An ip2go translation table can be used as a first pass for an entire
protein for function prediction. But we don't annotate the domain itself.
suppose one could call the translation table a file that is essentially
GO annotation to the domain; it's a curated "set" of domains. But it's
not the same as annotating the entire gene product.
hjd
Ben Hitz wrote:
>
> The difference is whether or not the (sub) domain imparts the
> "quality" (i.e, MF) to the whole protein or not.
> An ATP binding domain imparts the function ATP binding to the protein
> that contains it.
> "Linker Region" does not impart anything to the whole.
> "Entropic Bristle", might I suppose depending on the definition.
> "Entropic Spring" really sounds like a function of the whole protein.
>
> So really there are two separate issues here: 1) whether or not we
> should annotate regions of protein ("domains") to distinct terms. 2)
> Whether or not we should add certain MF terms that are related to a
> protein domains "disorder".
>
> Interpro, in principal, already does the former. I can see a possible
> argument for the latter, but a curator would have to determine
> biological significance. (Assuming experimental evidence, yadda yadda)
>
> Ben
> On Nov 2, 2007, at 2:28 AM, E Dimmer wrote:
>
>> However there are quite a number of GO function terms which occur on
>> discrete portions of a protein sequence, for instance many of the
>> child terms of 'binding' (GO:0005488) (protein, ATP, lipid,
>> co-factor etc) and simple catalytic domains.
>>
>> I feel that there could be a mid-way point - there are GO terms that
>> can be annotated to a specific region of a sequence where it is also
>> appropriate for the function to be 'inherited' by the whole protein.
>> But also there there are domain terms which are not appropriate for a
>> whole protein - then these should go into another ontology, which
>> could be a composite of GO terms and domain-specific terms.
>>
>> So while protein domain function annotators and and gene-product
>> annotators will need to work from a different term set and add
>> different parameters to their annotations, where a domain has been
>> annotated to a GO term e.g. 'DNA binding' IDA , then we could
>> consider including these into GO.
>>
>> Would this suggestion be more acceptable to GO folk?
>>
>> Emily
>>
>>
>> Michael Ashburner wrote:
>>> I agree with Ben, this is not for the GO.
>>> Michael
>>>
>>> On 1 Nov 2007, at 14:49, Benjamin Hitz wrote:
>>>
>>>>
>>>> As resident protein structure expert, no.

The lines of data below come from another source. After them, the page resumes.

PR #1398, opened 2024-06-21
Tests: Add a 'mass' fixture

Jc2k:
Adds a fixture `mass`, like the `hass` fixture. Deliberately basic for now we'll mock out more as needed and gradually build out guard rails.

After this i'll work on an example provider test for jellyfin where a fixture adds a provider config for jellyfin to the running `mass`, then does syncs against a mocked out API.


marcelveldt (approved):
Nice, thanks for getting this started!

PR #1405, opened 2024-06-24
Remove some unnecessary async and await in ytmusic

tronikos:


MarvinSchenkel (approved):
Awesome! Completely missed this, thanks for this.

>>>> Not that what they are doing is wrong, or not important - but it's
>>>> not a biological process/function/component of the gene (product)
>>>> in question.
>>>>
>>>> What's next? We annotate alpha helices?
>>>>
>>>> Ben
>>>>
>>>> On Nov 1, 2007, at 9:17 AM, E Dimmer wrote:
>>>>
>>>>> Hi,
>>>>>
>>>>> Could I please ask people's opinion on the functional annotation
>>>>> of protein domains/regions to the GO?
>>>>>
>>>>> I have been contacted by a group who would like to annotate GO
>>>>> functions to identified disordered regions in proteins.
>>>>>
>>>>> The thought so far is that they would annotate to a
>>>>> 'disordered_region' SO term, along with sequence co-ordinates, and
>>>>> then also attach a GO term with a reference and evidence code.

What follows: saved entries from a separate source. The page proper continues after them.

PR #3020, opened 2026-01-26
Add Last.fm Recommendations metadata provider

OzGav:
A new metadata provider that generates recommendation folders using the Last.fm API. Recommendations are resolved to playable items via streaming providers (Spotify, etc).

## Recommendation Rows

The provider generates up to 9 recommendation folders, arranged into four groups configurable via toggle:

### Personalized (based on user's MA library play counts)
- **Discover Similar Artists**: Top 5 most-played artists → 3 similar each → dedupe → first 10
- **Discover Similar Tracks**: Top 5 most-played tracks → 3 similar each → dedupe → first 10

### Global Charts (Last.fm worldwide data)
- **Global Top Artists**: Request 15 → resolve → dedupe → first 10
- **Global Top Tracks**: Request 15 → resolve → dedupe → first 10

### Genre-based (requires Last.fm username)
- **Discover {Genre} Artists**: User's top tag → 30 artists → filter library → top 3 + random 12 → resolve → first 10
- **Discover {Genre} Albums**: User's top tag → 30 albums → filter library → top 3 + random 12 → resolve → first 10
- **Discover {Genre} Tracks**: User's top tag → 30 tracks → filter library → top 3 + random 12 → resolve → first 10

### Geographic (configurable country)
- **Top Artists in {Country}**: Request 15 → resolve → dedupe → first 10
- **Top Tracks in {Country}**: Request 15 → resolve → dedupe → first 10

## Resolution Pipeline

1. Last.fm API returns artist/track/album names with optional MusicBrainz IDs (MBIDs)
2. For tracks: MBID → MusicBrainz API → ISRC lookup
3. Search streaming providers by ISRC (preferred) or name+artist fallback
4. Results cached at two levels: in-memory (session) and persistent (90 days)

## Key Features

- All recommendation groups are disabled by default (user enables what they want)
- Configurable refresh interval (default 6 hours)
- 20-second startup delay to allow streaming providers to load first
- Genre rows use "top 3 + random sample" strategy with daily seed for variety
- Library items filtered from genre recommendations to surface new music
- Refresh Now button in advanced settings for manual refresh


music_assistant/providers/lastfm_recommendations/__init__.py
```diff
@@ -0,0 +1,389 @@
...
+            mass.create_task(provider._populate_recommendations())
+
+    return (
+        ConfigEntry(
+            key="api_key",
+            type=ConfigEntryType.SECURE_STRING,
+            label="Last.fm API Key",
+            required=True,
+            description="Get your API key from https://www.last.fm/api/account/create",
+            value=values.get("api_key") if values else None,
```
marcelveldt, line 113:
```suggestion
```
no need to set the value - that will be done by config controller

music_assistant/providers/lastfm_recommendations/__init__.py
```diff
@@ -0,0 +1,389 @@
...
+    ProviderFeature.RECOMMENDATIONS,
+}
+
+# Config action constants
+CONF_ACTION_CLEAR_CACHE = "clear_cache"
+
+# Curated list of popular countries for Last.fm geo charts
+# Last.fm API expects full country names (not ISO codes)
+# This list covers major music markets and can be expanded based on user requests
+GEO_COUNTRIES = [
```
marcelveldt, line 40: can these constants be moved to a dedicated constants.py in the provider folder?

music_assistant/providers/lastfm_recommendations/__init__.py
```diff
@@ -0,0 +1,389 @@
...
+        # Get the provider instance and clear its cache
+        provider = mass.get_provider(instance_id)
+        if isinstance(provider, LastFMRecommendationsProvider):
+            await provider.recommendations_manager.clear_cache()
+            # Trigger re-population after clearing
+            mass.create_task(provider._populate_recommendations())
+
+    return (
+        ConfigEntry(
+            key="api_key",
```
marcelveldt, line 108: is an api key required ?
we can also check if we can get an API key for our application, maybe through sponsorship etc.

music_assistant/providers/lastfm_recommendations/manifest.json
```diff
@@ -0,0 +1,11 @@
+{
+  "type": "music",
+  "domain": "lastfm_recommendations",
```
marcelveldt, line 3: I'm not sure if I like the fact that we now have 2 lastfm providers.
We could potentially make this one the main provider and have the scrobbler depend on it or simply combine the 2 functions

OzGav: I looked at that but the recommendations feature is only available for music providers whereas the scrobbler is currently a plugin. Also you need your own API key and session key to scrobble but only an API key to pull info. So it gets a bit messy?

music_assistant/providers/lastfm_recommendations/__init__.py
OzGav: Yes you do but they are easy to get individually

music_assistant/providers/lastfm_recommendations/__init__.py
OzGav: Will do

music_assistant/providers/lastfm_recommendations/manifest.json
marcelveldt: ah ok that is clear. 
in that case I'm leaning towards making this a metadata provider and add support for recommendations from metadata modules to the core models because this is more a metadata provider than a music provider as it doesnt provide music on its own. Then suddenly also having similar tracks for filesystem items comes into reach meaning you can have radio mode for filesystem tracks

music_assistant/providers/lastfm_recommendations/__init__.py
OzGav: Done

music_assistant/providers/lastfm_recommendations/manifest.json
OzGav: Agree that it is unusual to call this a music providers. Let me know what direction to head in

marcelveldt: give me a few days so I can overthink the best approach

OzGav: I asked Claude to come up with a proposal for a local radio mode and this is the result. Seems good to me? https://github.com/music-assistant/server/blob/claude/plan-lastfm-recommendations-lZsFl/RADIO_MODE_LOCAL_PLAN.md

marcelveldt: Yes but with one comment is that its all contained in the provider alone and we just add the get_similar_tracks etc. to the metadata model so we can utlize this for any metadata provider - for example one day I like to add an AI one

rendyhd: @marcelveldt is it confirmed to be as a metadata provider? I'm currently working on adding local file support to https://github.com/NeptuneHub/AudioMuse-AI with the plan to then use that as a radio feature for MA local files. I was looking at OzGrav's work for inspiration in how to implement it.

marcelveldt: Yes let's do this as metadata provider but we need a few small adjustments in core. I'll try to do so tomorrow or Tuesday but ping me if I forget

OzGav: @marcelveldt pinging as requested…

rendyhd: @marcelveldt any update on this?

marcelveldt:
I keep forgetting to come back on this one.
What we want is that metadata providers can also provide recommendations.

Long term goal is that we can have provider independent recommendations providers.
Based on services like listenbrainz, lastfm and ofcourse... AI

Now question is if this belongs to metadata providers or this should be plugins.
It definitely does not belong to the normal music providers as these providers do not provide music/audio on their own, they provide recommendations based on what you already have.

Also metadata is strictly about metadata so I'm inclined to say this should be plugin.
What do you think @OzGav ?

OzGav:
As discussed on Discord. Changed to a metadata provider.

music_assistant/providers/lastfm_recommendations/__init__.py
```diff
@@ -0,0 +1,336 @@
...
+            description="How often to refresh recommendations (0 to disable automatic refresh)",
+            category="recommendations",
+            range=(0, 168),  # 0 to 1 week
+        ),
+        ConfigEntry(
+            key="enable_similar_artists",
+            type=ConfigEntryType.BOOLEAN,
+            label="Enable Similar Artists (Personalized)",
+            default_value=False,
+            description="Show similar artists based on your listening history",
```
marcelveldt:
```suggestion
            description="Allow to use LastFM to provide similar artists based on your listening history",
```

Please change the wording of all these items because it provides something - it doesn't show anything.
Also wondering if we really need all this config toggles

music_assistant/providers/lastfm_recommendations/__init__.py
```diff
@@ -0,0 +1,336 @@
...
+        self.recommendations_manager = LastFMRecommendationManager(self)
+
+        # Initialize empty recommendation folders (will be populated in background)
+        # Always rebuild on provider load to ensure config changes take effect immediately
+        self._recommendation_folders: list[RecommendationFolder] = []
+        self._recommendations_populated = False
+
+        # Start background task to populate recommendations
+        # API key validation happens during first populate attempt
+        self.mass.create_task(self._populate_recommendations())
```
marcelveldt: can we do this with a scheduled task ?

music_assistant/providers/lastfm_recommendations/__init__.py
```diff
@@ -0,0 +1,336 @@
...
+
+        # Schedule periodic refresh using MA's scheduler
+        self._schedule_refresh()
+
+    async def _populate_recommendations(self) -> None:
+        """Populate recommendation folders in the background.
+
+        This runs immediately after initialization, building recommendation
+        folders progressively. Each folder appears as soon as it's populated,
+        allowing the frontend to display results incrementally.
```
marcelveldt: I don't see how this is related to the frontend.

OzGav: Complete tidy up of docstrings and comments has been done

music_assistant/providers/lastfm_recommendations/__init__.py
OzGav: Descrptions reworded. 

As for the number of groups I initially did it this way to minimise the API calls. I didn't want the user to just hide the rows in the frontend and have a bunch of calls going on that were just wasted. However, I have looked at it again and due to the heavy caching being done after the first round of calls then extra calls is not that much. So I have collapsed the existing nine toggles into four.

music_assistant/providers/lastfm_recommendations/__init__.py
OzGav: Yes. I switched to `mass.call_later` for the initial populate, same as the refresh path already uses. Dropped the              `asyncio.sleep(20)` inside `_populate_recommendations`; the 20-second delay is now expressed by scheduling the call 20 seconds out.  The populate function is now just "build the folders", and if the provider reloads during the wait the scheduled task gets cleaned up by its `task_id` instead of leaving a detached task running.

music_assistant/providers/lastfm_recommendations/manifest.json
OzGav: domain changed to metadata

OzGav: Changed to metadata provider

music_assistant/providers/lastfm_recommendations/__init__.py
OzGav: .

music_assistant/providers/lastfm_recommendations/__init__.py
```diff
@@ -0,0 +1,303 @@
...
+                    "Added %d geography-based recommendation folder(s)", len(geo_folders)
+                )
+
+            self._recommendations_populated = True
+            self.logger.info(
+                "Last.fm recommendations built (%d folders)",
+                len(self._recommendation_folders),
+            )
+            # TODO: signal the frontend to refresh the Discover view once a suitable
+            # event exists upstream (e.g. a RECOMMENDATIONS_UPDATED EventType).
```
marcelveldt: the frontend refreshes automatically if you open the discover page
as soon as the cache is expired and you (re)open the discover view, you will see fresh recommendations.
isn't that enough ?

music_assistant/providers/lastfm_recommendations/__init__.py
```diff
@@ -0,0 +1,303 @@
...
+        except MusicAssistantError as err:
+            self.logger.warning("Failed to populate recommendations: %s", err)
+
+    def _schedule_refresh(self) -> None:
```
marcelveldt: we have a task scheduler for this - please adjust the logic to use a scheduled task instead

music_assistant/providers/lastfm_recommendations/api_client.py
```diff
@@ -0,0 +1,330 @@
...
+                        )
+
+                    msg = f"Last.fm API error {error_code}: {error_msg}"
+                    raise InvalidDataError(msg)
+
+                return data
+
+    async def get_similar_artists(
+        self, artist_name: str, artist_mbid: str | None = None, limit: int = 10
+    ) -> list[dict[str, Any]]:
```
marcelveldt, line 82: I like to see this one refactored:

- Add a ProviderFeature.SIMILAR_ARTISTS
- Add this method (with a stub implementation that checks the feature) to the MetadataProvider model
- Add this method (with a stub implementation that checks the feature) to the MusicProvider model
- For the metadata provider, this takes an Artist object as input
- For the music provider, this takes an provider_artist_id as input

music_assistant/providers/lastfm_recommendations/api_client.py
```diff
@@ -0,0 +1,330 @@
...
+            # Last.fm returns a single dict when only one result is present.
+            if isinstance(similar_artists, dict):
+                return [similar_artists]
+
+            return similar_artists
+
+        except (TimeoutError, ClientError, InvalidDataError, KeyError):
+            return []
+
+    async def get_similar_tracks(
```
marcelveldt, line 120: I like to see this one refactored:

- Add the ProviderFeature.SIMILAR_TRACKS to your provider
- Add this method (with a stub implementation that checks the feature) to the MetadataProvider model
- The MusicProvider model already has this base method defined
- For the metadata provider, this takes an Track object as input
- For the music provider, this takes an provider_track_id as input

By doing this, we allow future expansion of using metadata providers to participate in "radio mode/dynamic playlists" - which also allows for people with only local tracks (or a streaming provider without similar tracks) to get this feature

music_assistant/providers/lastfm_recommendations/__init__.py
```diff
@@ -0,0 +1,303 @@
...
+        self._schedule_refresh()
+
+    async def _populate_recommendations(self) -> None:
+        """Populate recommendation folders in the background."""
+        try:
+            self.logger.info("Building Last.fm recommendations")
+
+            # Build folders incrementally so each category appears as soon as it's ready.
+            personalized_folders = (
+                await self.recommendations_manager._get_personalized_recommendations()
```
marcelveldt: why are you calling all these private methods on the recommendations_manager?

music_assistant/providers/lastfm_recommendations/api_client.py
marcelveldt: OK, I was looking at the api client apparently so ignore this.
We can do what I asked above in a follow-up PR because I think this can be more powerful than just providing recommendation rows.

music_assistant/providers/lastfm_recommendations/api_client.py
marcelveldt: OK, I was looking at the api client apparently so ignore this.
We can do what I asked above in a follow-up PR because I think this can be more powerful than just providing recommendation rows.

music_assistant/providers/lastfm_recommendations/mbid_resolver.py
```diff
@@ -0,0 +1,81 @@
...
+if TYPE_CHECKING:
+    from music_assistant.providers.lastfm_recommendations import LastFMRecommendationsProvider
+    from music_assistant.providers.musicbrainz import MusicbrainzProvider
+
+
+CACHE_CATEGORY_MBID_ISRC = 0  # Cache category for MBID->ISRC mappings
+
+
+class MBIDResolver:
+    """Resolves MusicBrainz recording IDs to ISRCs."""
```
marcelveldt: Can you explain why this is needed this way and we can't just add some (cached) helper methods to the MusicBrainz provider?

music_assistant/providers/lastfm_recommendations/api_client.py
OzGav: Yes absolutely that is what I was thinking as well.

music_assistant/providers/lastfm_recommendations/__init__.py
OzGav: Ok. I was just looking at how the discover page was refreshed on MEDIA_ITEM_PLAYED and thought there was therefore a desire to have it refresh live while someone was looking at it. I’ll remove the TODO.

music_assistant/providers/lastfm_recommendations/mbid_resolver.py
OzGav: Yes I could. I did it this way because I wanted a 90-day extended cache on top of MusicBrainz’s 30-day cache since the ISRC hardly ever change, and I wanted the cache limited to this provider instance so clearing the Last.fm recommendations cache doesn’t affect MusicBrainz’s own cache. But if you’d prefer this as a helper method on the MusicBrainz provider, I can move it there - it’s essentially just calling get_recording_details() and extracting the ISRCs

music_assistant/providers/lastfm_recommendations/__init__.py
OzGav: Yeah this isn’t right. I’ll add one public helper method instead

music_assistant/providers/lastfm_recommendations/__init__.py
OzGav: Yes done. And refresh config entry removed as that is done via the task scheduler now

music_assistant/providers/lastfm_recommendations/mbid_resolver.py
OzGav: Actually looking at it again I am misunderstanding how the caching is working. The ISRC cache is scoped to the lastfm_recommendations provider instance, so clearing Last.fm’s cache wouldn’t affect MusicBrainz’s own cache in either approach. The only difference is whether ISRCs get cleared when the user clicks ‘Refresh Recommendations’ - and since ISRCs are stable data, I actually don’t want to clear them.
Moving it to a helper method on the MusicBrainz provider makes sense - it’s cleaner separation of concerns and means faster recommendation rebuilds since the ISRC mappings stay cached. I’ll move it there

music_assistant/providers/lastfm_recommendations/recommendations.py
```diff
@@ -0,0 +1,781 @@
...
+            similar = await self.api.get_similar_tracks(
+                artist_name=artist_name,
+                track_name=seed_track.name,
+                track_mbid=mbid,
+                limit=SIMILAR_ITEMS_PER_SEED,
+            )
+            all_similar.extend(similar)
+
+        # Deduplicate by MBID and by artist+name: Last.fm sometimes returns the same track
+        # twice, once with an MBID and once without.
```
OzGav:
```suggestion
        # twice, once with a MBID and once without.
```

music_assistant/providers/lastfm_recommendations/__init__.py
```diff
@@ -0,0 +1,216 @@
...
+            translation_key="background_task.refresh_lastfm_recommendations",
+        )
+
+        # Build on startup so the UI isn't empty until the next scheduled refresh.
+        # Delayed to let streaming providers finish loading before resolution runs.
+        self.mass.call_later(
+            20,
+            self._refresh_recommendations,
+            task_id=f"{REFRESH_TASK_ID}_initial_{self.instance_id}",
+        )
```
marcelveldt: this should be done with the background task - which should run immediately if the provider was just installed

marcelveldt: you can simply delete this block - the task defined above already takes care of this

OzGav: Block deleted

dmoo500:
Hi @OzGav — just wanted to flag that PR #3811 (currently in review) would allow Plugin Providers to implement music-related ProviderFeatures like `SIMILAR_TRACKS` and `RECOMMENDATIONS`.

Since this provider doesn't own any tracks itself but uses the Last.fm API to generate recommendations resolved via other providers, it might be worth integrating this into the existing lastfm_scrobble plugin once #3811 lands — rather than maintaining a separate Music Provider. That would also avoid users having to enter their Last.fm credentials twice (once for scrobbling, once for recommendations).

Might be worth keeping an eye on #3811 before investing more time here!

OzGav:
@dmoo500 i previously discussed this with Marcel. This is a metadata provider not a plugin. Also you need your own API key and session key to scrobble but only an API key to pull info. So it gets a bit messy. Will see if Marcel changes his mind.

music_assistant/providers/lastfm_recommendations/manifest.json
```diff
@@ -0,0 +1,11 @@
+{
+  "type": "metadata",
+  "domain": "lastfm_recommendations",
+  "name": "Last.fm Recommendations",
+  "description": "Get music recommendations from Last.fm based on your listening history",
+  "codeowners": [
+    "ozGav"
```
MarvinSchenkel: Missing an `@` here?

music_assistant/providers/lastfm_recommendations/__init__.py
```diff
@@ -0,0 +1,208 @@
...
+) -> tuple[ConfigEntry, ...]:
+    """Return Config entries to setup this provider."""
+    if action == CONF_ACTION_CLEAR_CACHE and instance_id:
+        provider = mass.get_provider(instance_id)
+        if isinstance(provider, LastFMRecommendationsProvider):
+            await provider.recommendations_manager.clear_cache()
+            mass.create_task(provider._refresh_recommendations())
+
+    return (
+        ConfigEntry(
```
MarvinSchenkel, line 76: We recently changed the lastfm provider to use the MA API Key. Maybe we can do that too here ?

music_assistant/providers/lastfm_recommendations/manifest.json
OzGav: Fixed

music_assistant/providers/lastfm_recommendations/api_client.py
```diff
@@ -0,0 +1,341 @@
...
+        if "error" in data:
+            error_code = int(data.get("error", 0))
+            error_msg = data.get("message", "Unknown error")
+            msg = f"Last.fm API error {error_code}: {error_msg} (method: {method})"
+            exc_cls = self._ERROR_MAP.get(error_code, InvalidDataError)
+            raise exc_cls(msg)
+
+        return data
+
+    async def get_similar_artists(
```
MarvinSchenkel, line 85: We could now expose the as a provider feature via init.py by calling this and defining `ProviderFeature.SIMILAR_ARTISTS`

music_assistant/providers/lastfm_recommendations/api_client.py
MarvinSchenkel: We could now expose the as a provider feature via init.py by calling this and defining `ProviderFeature.SIMILAR_TRACKS`

music_assistant/providers/lastfm_recommendations/recommendations.py
```diff
@@ -0,0 +1,704 @@
...
+            return items
+
+        top_items = items[:TOP_ITEMS_TO_TAKE]
+
+        remaining = items[TOP_ITEMS_TO_TAKE:]
+        random_count = target_count - TOP_ITEMS_TO_TAKE
+
+        # Daily seed keeps recommendations stable within the day and rotates them overnight.
+        seed = f"{datetime.datetime.now(tz=datetime.UTC).date().isoformat()}_{seed_suffix}"
+        random.seed(seed)
```
MarvinSchenkel: Please use a local random instance here to avoid the seed from interfering with the rest of MA

music_assistant/providers/lastfm_recommendations/parsers.py
```diff
@@ -0,0 +1,430 @@
...
+                for isrc in isrcs:
+                    external_ids.add((ExternalID.ISRC, isrc))
+            else:
+                LOGGER.debug("No ISRCs found for MBID %s", mbid)
+        else:
+            LOGGER.debug("MusicBrainz provider not available for ISRC lookup")
+    else:
+        LOGGER.debug("Track has no MBID, cannot resolve ISRCs")
+
+    image = None
```
MarvinSchenkel: I think these images are useless / dead code since you resolve this item mapping to an actual media item later right?

music_assistant/providers/lastfm_recommendations/parsers.py
```diff
@@ -0,0 +1,430 @@
...
+    if isinstance(artist_data, str):
+        artist_name = artist_data
+    else:
+        artist_name = artist_data.get("name", "Unknown Artist")
+
+    external_ids = set()
+    if mbid:
+        external_ids.add((ExternalID.MB_ALBUM, mbid))
+
+    image = None
```
MarvinSchenkel: I think these images are useless / dead code since you resolve this item mapping to an actual media item later right?

music_assistant/providers/lastfm_recommendations/parsers.py
```diff
@@ -0,0 +1,430 @@
...
+    """
+    name = lastfm_artist.get("name", "Unknown Artist")
+    mbid = lastfm_artist.get("mbid")
+
+    external_ids = set()
+    if mbid:
+        external_ids.add((ExternalID.MB_ARTIST, mbid))
+
+    image = None
+    if image_url := _extract_image_url(lastfm_artist.get("image", [])):
```
MarvinSchenkel: I think these images are useless / dead code since you resolve this item mapping to an actual media item later right?

MarvinSchenkel (changes requested):
Few minor things, already looks good 👍

music_assistant/providers/lastfm_recommendations/__init__.py
OzGav: Done

music_assistant/providers/lastfm_recommendations/recommendations.py
OzGav: Fixed

music_assistant/providers/lastfm_recommendations/parsers.py
OzGav: Removed

music_assistant/providers/lastfm_recommendations/parsers.py
OzGav: Removed

music_assistant/providers/lastfm_recommendations/parsers.py
OzGav: Removed

music_assistant/providers/lastfm_recommendations/api_client.py
OzGav: OK added and ProviderFeature.SIMILAR_TRACKS as well

music_assistant/providers/lastfm_recommendations/__init__.py
```diff
@@ -206,3 +216,34 @@ async def _refresh_recommendations(self) -> None:
...
+
+        :param artist: The reference artist.
+        :param limit: Maximum number of similar artists to return.
+        """
+        artist_mbid = artist.get_external_id(ExternalID.MB_ARTIST)
+        similar_raw = await self.api.get_similar_artists(artist.name, artist_mbid, limit)
+
+        results: list[Artist] = []
+        for raw in similar_raw:
+            if resolved := await self.recommendations_manager._get_or_resolve_artist(raw):
```
MarvinSchenkel: Let's use asyncio.gather here to prevent synchronous api calls (which slow down everything)

music_assistant/providers/lastfm_recommendations/__init__.py
```diff
@@ -206,3 +216,34 @@ async def _refresh_recommendations(self) -> None:
...
+        :param track: The reference track.
+        :param limit: Maximum number of similar tracks to return.
+        """
+        artist_name = track.artists[0].name if track.artists else "Unknown Artist"
+        track_mbid = track.get_external_id(ExternalID.MB_RECORDING)
+        similar_raw = await self.api.get_similar_tracks(artist_name, track.name, track_mbid, limit)
+
+        results: list[Track] = []
+        for raw in similar_raw:
+            if resolved := await self.recommendations_manager._get_or_resolve_track(raw):
```
MarvinSchenkel: Let's use asyncio.gather here to prevent synchronous api calls (which slow down everything)

OzGav: Fixed

music_assistant/providers/lastfm_recommendations/__init__.py
OzGav: Fixed and I noticed I had a private method there after the last change so I fixed that as well.

MarvinSchenkel (approved):
Nice one @OzGav 🎉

>>>>> (I have spoken with Gabby Reeves from BioSapiens, who would be
>>>>> happy to add 'disordered_region' terms to the BioSapiens protein
>>>>> feature ontology section of SO).
>>>>>
>>>>> For an annotation example: protein LEF-1 (Q9QXN1) has a disordered
>>>>> region corresponding to residues 296 - 397. This domain has been
>>>>> found to act to bend DNA, as reported in a experiment in PMID:
>>>>> 7651541.
>>>>> In the normal course of GO annotation I would of course happily to
>>>>> annotate the whole protein (Q9QXN1) to the DNA bending term (DNA
>>>>> bending activity, GO:0008301), and while I might read about the
>>>>> discrete region in the protein that is responsible for this
>>>>> function I would not capture this data.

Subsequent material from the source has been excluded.